Restfully on Screen - Interact with the dead and preview the afterlife of ancient regime and capitalism.
Curator: Virginia Monteverde | Featured Artists: ARTOLDO - Sara Ferro & Chris Weil
7 channel Video Art installation featuring more than 100 Moving Images Arts.
ARTOLDO's artist statement: Castello Raggio, formerly an abbey, formerly a villa, formerly a powder magazine, was erected on a promontory with a view, to the west, of the Sestrian shipyards of Italian General Navigation, Europe's largest ship-owning complex, a boast for many, were it only because of working-class sentiment, let alone that of the owner. An areal that promises airports and other amenities as long as they were magnificent fates. To the east in the background the Lantern, a never-disused vestige, more in focus, full-cycle coastal plants. It was born art nouveau - winking at the Trieste Miramare - of an entrepreneurial politician, regent of a growing steel empire to spindle on sight even for him leaning on the balustrade over the waves. A belvedere then, in any sense you take it. After hosting a bit of belmondo and before becoming in retaliation a dormitory for occupying forces who by revenge of history then from the very foot of that promontory will be driven out first of all, it will be blown up.
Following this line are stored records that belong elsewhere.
PR #693, opened 2019-09-19
feat: dataset tagging

### LINKED ISSUE #566: Dataset tagging
Currently, there is no support for automated versioning of datasets created and managed within renku. A field for versioning is there, but it's only used for import/export features. We should come up with renku way of versioning of datasets so we could automate and build support around versioning of datasets.

This feature would be needed also for building additional support for versioning datasets during export to Zenodo (and other providers).

Panaetius:
adds 3 new commands:
- `renku dataset tag <dataset> <tag> [-d <description>] [--force]` creates a tag
- `renku dataset ls-tags <dataset>` List all tags in a dataset
- `renku dataset rm-tags <dataset> <tags...>` Remove one or more tags from a dataset

Additionally, importing a dataset tags it with the remote version.
Exporting a dataset with tags allows selecting what tag to export and temporarily checks out the repo at that tag for exporting.

The export command does not currently work for dirty directories (as that'd require stashing local changes and popping them later, which I wasn't sure was necessary), but I can add that if wanted.

Closes #566


renku/api/datasets.py
```diff
@@ -449,6 +451,65 @@ def get_relative_url(self, url):
             url = str(url / submodule_url.name)
         return url
 
+    def get_newest_commit_for_dataset(self, dataset):
```
jsam: To make this useful in the future (and possible to track lineage). We should probably build an ordered index which contains all commits in which given dataset was referenced. Ensure that commits are ordered and then simply query for head or tail.

renku/api/datasets.py
```diff
@@ -449,6 +451,65 @@ def get_relative_url(self, url):
...
+        return commit
+
+    def add_dataset_tag(self, dataset, tag, description='', force=False):
+        """Adds a new tag to a dataset.
+
+        Validates if the tag already exists and that the tag follows
+        the same rules as docker tags.
+        See https://docs.docker.com/engine/reference/commandline/tag/
+        for a documentation of docker tag syntax.
+        """
```
jsam: Can we also add ``:raises: ValueError ``? Adding those in docstrings is a good practice we should enforce since it's much easier to reason about the function by just reading the docstring. (Same goes for other places in the PR)

renku/cli/_format/dataset_tags.py
```diff
@@ -0,0 +1,66 @@
...
+
+def tabular(client, tags):
+    """Format dataset tags with a tabular output.
+
+    :param client: LocalClient instance.
+    :param tags: Dataset tags.
+    """
+    from renku.models._tabulate import tabulate
+
+    echo_via_pager(
```
jsam: Since we are splitting things apart (library/click commands). We should split actual output to stdout from string building. If you look the way I refactored on the restructure PR you can see an example. echo_via_pager would be used in click command while formatting function can be used as a library - returning only string.

renku/cli/_format/dataset_tags.py
```diff
@@ -0,0 +1,66 @@
...
+    :param tags: Dataset tags.
+    """
+    from renku.models._json import dumps
+    from renku.models._jsonld import asjsonld
+
+    data = [asjsonld(tag) for tag in tags]
+    echo_via_pager(dumps(data, indent=2))
+
+
+FORMATS = {
```
jsam: Another change which makes sense to alleviate import hell is that we don't use generic FORMATS name across all formatting modules but more concrete approach. So, in the new structure, this would become DATASET_TAGS_FORMATS.

renku/cli/_format/datasets.py
```diff
@@ -37,6 +37,8 @@ def tabular(client, datasets):
                 ('created', None),
                 ('creators_csv', 'creators'),
             )),
+            # workaround for tabulate issue 181
```
jsam: What do you mean by issue #181?

renku/cli/dataset.py
```diff
@@ -490,6 +522,84 @@ def remove(client, names):
...
+@click.option('--force', is_flag=True, help='Allow overwriting existing tags.')
+@pass_local_client(
+    clean=False,
+    commit=True,
+    commit_only=COMMIT_DIFF_STRATEGY,
+)
+@click.pass_context
+def tag(ctx, client, name, tag, description, force):
+    """Create a tag for a dataset."""
+    tag_dataset(client, name, tag, description, force)
```
jsam: Thank you.

renku/cli/dataset.py
```diff
@@ -490,6 +522,84 @@ def remove(client, names):
...
+@click.argument('name')
+@click.argument('tags', nargs=-1)
+@pass_local_client(
+    clean=False,
+    commit=True,
+    commit_only=COMMIT_DIFF_STRATEGY,
+)
+def remove_tags(client, name, tags):
+    """Remove tags from a dataset."""
+    dataset = client.load_dataset(name)
```
jsam: Can we also do this as we did the creation of a tag?

renku/cli/dataset.py
```diff
@@ -490,6 +522,84 @@ def remove(client, names):
...
+    '--format',
+    type=click.Choice(DATASET_TAGS_FORMATS),
+    default='tabular',
+    help='Choose an output format.'
+)
+@pass_local_client(clean=False, commit=False)
+@click.pass_context
+def ls_tags(ctx, client, name, format):
+    """List all tags of a dataset."""
+    dataset_ = client.load_dataset(name)
```
jsam: Let's also split this as you did in creation.

renku/models/datasets.py
```diff
@@ -151,6 +151,56 @@ def creators_csv(self):
         return ','.join(creator.name for creator in self.creator)
 
 
+@jsonld.s(
+    type='schema:PublicationEvent',
+    context={'schema': 'http://schema.org/'},
+    slots=True,
```
jsam: I guess we could freeze it as well then.

renku/cli/dataset.py
```diff
@@ -490,6 +522,84 @@ def remove(client, names):
     click.secho('OK', fg='green')
 
 
+def tag_dataset(client, name, tag, description, force=False):
```
jsam: To fit the new structure better, you can decorate this function with `pass_local_client`, since its a library part. That way click commands are only decorated with click stuff and we keep library contained.

renku/cli/_format/datasets.py
Panaetius: This issue: https://bitbucket.org/astanin/python-tabulate/issues/181/disable_numparse-fails-on-empty-input

I found that yesterday. I originally saw that version was `1` instead of `1.0` for dataverse, and thought tabluate formatting numbers was responsible for it, so I added this option, but the issue was somewhere else.

I left the option in as it makes sense to not treat certain things as number, as this can lead to weird behaviour (e.g. hashes ending in e1 being treated as numbers, which is a case mentioned in the tabulate docs for this feature)

jsam: AHA! Ok, cool tnx! Put the link in the comment as well, so we can keep track of it and make a ticket here on our tracker.

renku/api/datasets.py
```diff
@@ -451,15 +451,23 @@ def get_relative_url(self, url):
...
+
+        if max_results:
+            kwargs['max_count'] = max_results
+
         paths = [(Path(dataset.path) / self.METADATA).resolve()]
 
         paths.extend(f.full_path for f in dataset.files)
 
-        commit = list(self.repo.iter_commits(max_count=1, paths=paths))[0]
+        commits = self.repo.iter_commits(paths=paths, **kwargs)
```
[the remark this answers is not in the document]
Panaetius: Originally I wanted to pass kwargs from `dataset_commits` to `iter_commits` to make it more versatile, but decided against it since kwargs = :nauseated_face: 

I removed it now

There around the fishermen, category to finish, in harmony with the bathers, they all know that they are poised between the atavistic and the new that looms and will take away the good days on the beach and their usual work, giving different occupation, but no more diversions, making the neighborhood of villas outside the door a record of blast furnaces, the laundry spread out in the sun between the buildings will be the litmus test of the toll of the passage, wanted or not by all, back or sun, down with the oven. Genoa's Ponente reduced to the city's rubbish heap, the well-wishers there, many kilometers away, perhaps they have passed a day away from Sestri and Cornigliano, the stench in their noses, no wonder they don't live here and this is not the real Genoa, only delegations, blaming the dream of Greater Genoa, who is guilty, but no less so than those who a hundred years later still make urban bipolarity the shield of higher lives.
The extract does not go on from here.